The data:
+===+
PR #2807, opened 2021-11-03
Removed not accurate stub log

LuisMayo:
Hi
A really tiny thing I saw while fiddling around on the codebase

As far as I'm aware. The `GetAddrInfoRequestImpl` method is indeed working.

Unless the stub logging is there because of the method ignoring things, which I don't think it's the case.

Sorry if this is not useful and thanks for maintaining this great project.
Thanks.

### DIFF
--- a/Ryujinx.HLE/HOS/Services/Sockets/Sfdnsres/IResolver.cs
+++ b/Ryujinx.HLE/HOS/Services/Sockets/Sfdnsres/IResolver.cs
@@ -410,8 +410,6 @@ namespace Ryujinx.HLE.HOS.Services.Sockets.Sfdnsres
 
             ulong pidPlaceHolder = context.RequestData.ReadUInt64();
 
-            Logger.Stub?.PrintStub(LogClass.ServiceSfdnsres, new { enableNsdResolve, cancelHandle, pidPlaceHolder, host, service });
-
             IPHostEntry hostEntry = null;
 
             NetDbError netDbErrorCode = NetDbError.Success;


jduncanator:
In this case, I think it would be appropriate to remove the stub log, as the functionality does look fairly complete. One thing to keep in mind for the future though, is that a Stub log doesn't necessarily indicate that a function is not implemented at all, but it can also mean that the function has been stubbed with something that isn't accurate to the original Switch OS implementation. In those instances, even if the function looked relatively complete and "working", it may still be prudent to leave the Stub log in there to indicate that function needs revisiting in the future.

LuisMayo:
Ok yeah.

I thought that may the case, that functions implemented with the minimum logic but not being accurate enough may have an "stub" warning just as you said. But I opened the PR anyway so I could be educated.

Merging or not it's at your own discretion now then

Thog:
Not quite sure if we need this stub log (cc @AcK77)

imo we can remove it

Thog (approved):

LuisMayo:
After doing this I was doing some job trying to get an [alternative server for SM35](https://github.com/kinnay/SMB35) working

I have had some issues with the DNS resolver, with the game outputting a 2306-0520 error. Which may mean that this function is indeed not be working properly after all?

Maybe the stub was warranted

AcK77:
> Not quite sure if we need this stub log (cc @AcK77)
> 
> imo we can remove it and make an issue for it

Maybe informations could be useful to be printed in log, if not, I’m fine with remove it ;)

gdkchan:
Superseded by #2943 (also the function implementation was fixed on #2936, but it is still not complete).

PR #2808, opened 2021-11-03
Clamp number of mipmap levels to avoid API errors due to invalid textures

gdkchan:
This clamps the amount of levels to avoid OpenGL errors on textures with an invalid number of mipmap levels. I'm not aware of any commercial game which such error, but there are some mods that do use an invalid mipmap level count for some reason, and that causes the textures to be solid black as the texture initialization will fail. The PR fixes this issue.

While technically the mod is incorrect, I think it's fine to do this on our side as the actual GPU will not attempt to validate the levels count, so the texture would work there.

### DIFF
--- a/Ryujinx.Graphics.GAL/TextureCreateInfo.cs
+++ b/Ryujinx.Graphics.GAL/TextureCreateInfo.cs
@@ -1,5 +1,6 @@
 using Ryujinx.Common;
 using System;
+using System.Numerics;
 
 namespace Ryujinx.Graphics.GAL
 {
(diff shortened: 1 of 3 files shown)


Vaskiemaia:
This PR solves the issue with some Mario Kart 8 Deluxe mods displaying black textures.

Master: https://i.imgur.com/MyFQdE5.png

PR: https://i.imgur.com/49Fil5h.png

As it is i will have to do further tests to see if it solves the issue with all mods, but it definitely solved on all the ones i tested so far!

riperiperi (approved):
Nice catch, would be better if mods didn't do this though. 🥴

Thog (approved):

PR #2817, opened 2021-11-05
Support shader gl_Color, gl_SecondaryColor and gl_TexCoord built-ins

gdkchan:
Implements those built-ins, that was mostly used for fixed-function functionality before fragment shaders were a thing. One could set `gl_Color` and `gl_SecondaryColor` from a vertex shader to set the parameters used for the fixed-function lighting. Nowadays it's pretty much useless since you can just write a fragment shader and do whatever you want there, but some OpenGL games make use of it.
+===+
Task objective: Retype the listing exactly, in full.

Exercise output:
PR #2807, opened 2021-11-03
Removed not accurate stub log

LuisMayo:
Hi
A really tiny thing I saw while fiddling around on the codebase

As far as I'm aware. The `GetAddrInfoRequestImpl` method is indeed working.

Unless the stub logging is there because of the method ignoring things, which I don't think it's the case.

Sorry if this is not useful and thanks for maintaining this great project.
Thanks.

### DIFF
--- a/Ryujinx.HLE/HOS/Services/Sockets/Sfdnsres/IResolver.cs
+++ b/Ryujinx.HLE/HOS/Services/Sockets/Sfdnsres/IResolver.cs
@@ -410,8 +410,6 @@ namespace Ryujinx.HLE.HOS.Services.Sockets.Sfdnsres
 
             ulong pidPlaceHolder = context.RequestData.ReadUInt64();
 
-            Logger.Stub?.PrintStub(LogClass.ServiceSfdnsres, new { enableNsdResolve, cancelHandle, pidPlaceHolder, host, service });
-
             IPHostEntry hostEntry = null;
 
             NetDbError netDbErrorCode = NetDbError.Success;


jduncanator:
In this case, I think it would be appropriate to remove the stub log, as the functionality does look fairly complete. One thing to keep in mind for the future though, is that a Stub log doesn't necessarily indicate that a function is not implemented at all, but it can also mean that the function has been stubbed with something that isn't accurate to the original Switch OS implementation. In those instances, even if the function looked relatively complete and "working", it may still be prudent to leave the Stub log in there to indicate that function needs revisiting in the future.

LuisMayo:
Ok yeah.

I thought that may the case, that functions implemented with the minimum logic but not being accurate enough may have an "stub" warning just as you said. But I opened the PR anyway so I could be educated.

Merging or not it's at your own discretion now then

Thog:
Not quite sure if we need this stub log (cc @AcK77)

imo we can remove it

Thog (approved):

LuisMayo:
After doing this I was doing some job trying to get an [alternative server for SM35](https://github.com/kinnay/SMB35) working

I have had some issues with the DNS resolver, with the game outputting a 2306-0520 error. Which may mean that this function is indeed not be working properly after all?

Maybe the stub was warranted

AcK77:
> Not quite sure if we need this stub log (cc @AcK77)
> 
> imo we can remove it and make an issue for it

Maybe informations could be useful to be printed in log, if not, I’m fine with remove it ;)

gdkchan:
Superseded by #2943 (also the function implementation was fixed on #2936, but it is still not complete).

PR #2808, opened 2021-11-03
Clamp number of mipmap levels to avoid API errors due to invalid textures

gdkchan:
This clamps the amount of levels to avoid OpenGL errors on textures with an invalid number of mipmap levels. I'm not aware of any commercial game which such error, but there are some mods that do use an invalid mipmap level count for some reason, and that causes the textures to be solid black as the texture initialization will fail. The PR fixes this issue.

While technically the mod is incorrect, I think it's fine to do this on our side as the actual GPU will not attempt to validate the levels count, so the texture would work there.

### DIFF
--- a/Ryujinx.Graphics.GAL/TextureCreateInfo.cs
+++ b/Ryujinx.Graphics.GAL/TextureCreateInfo.cs
@@ -1,5 +1,6 @@
 using Ryujinx.Common;
 using System;
+using System.Numerics;
 
 namespace Ryujinx.Graphics.GAL
 {
(diff shortened: 1 of 3 files shown)


Vaskiemaia:
This PR solves the issue with some Mario Kart 8 Deluxe mods displaying black textures.

Master: https://i.imgur.com/MyFQdE5.png

PR: https://i.imgur.com/49Fil5h.png

As it is i will have to do further tests to see if it solves the issue with all mods, but it definitely solved on all the ones i tested so far!

riperiperi (approved):
Nice catch, would be better if mods didn't do this though. 🥴

Thog (approved):

PR #2817, opened 2021-11-05
Support shader gl_Color, gl_SecondaryColor and gl_TexCoord built-ins

gdkchan:
Implements those built-ins, that was mostly used for fixed-function functionality before fragment shaders were a thing. One could set `gl_Color` and `gl_SecondaryColor` from a vertex shader to set the parameters used for the fixed-function lighting. Nowadays it's pretty much useless since you can just write a fragment shader and do whatever you want there, but some OpenGL games make use of it.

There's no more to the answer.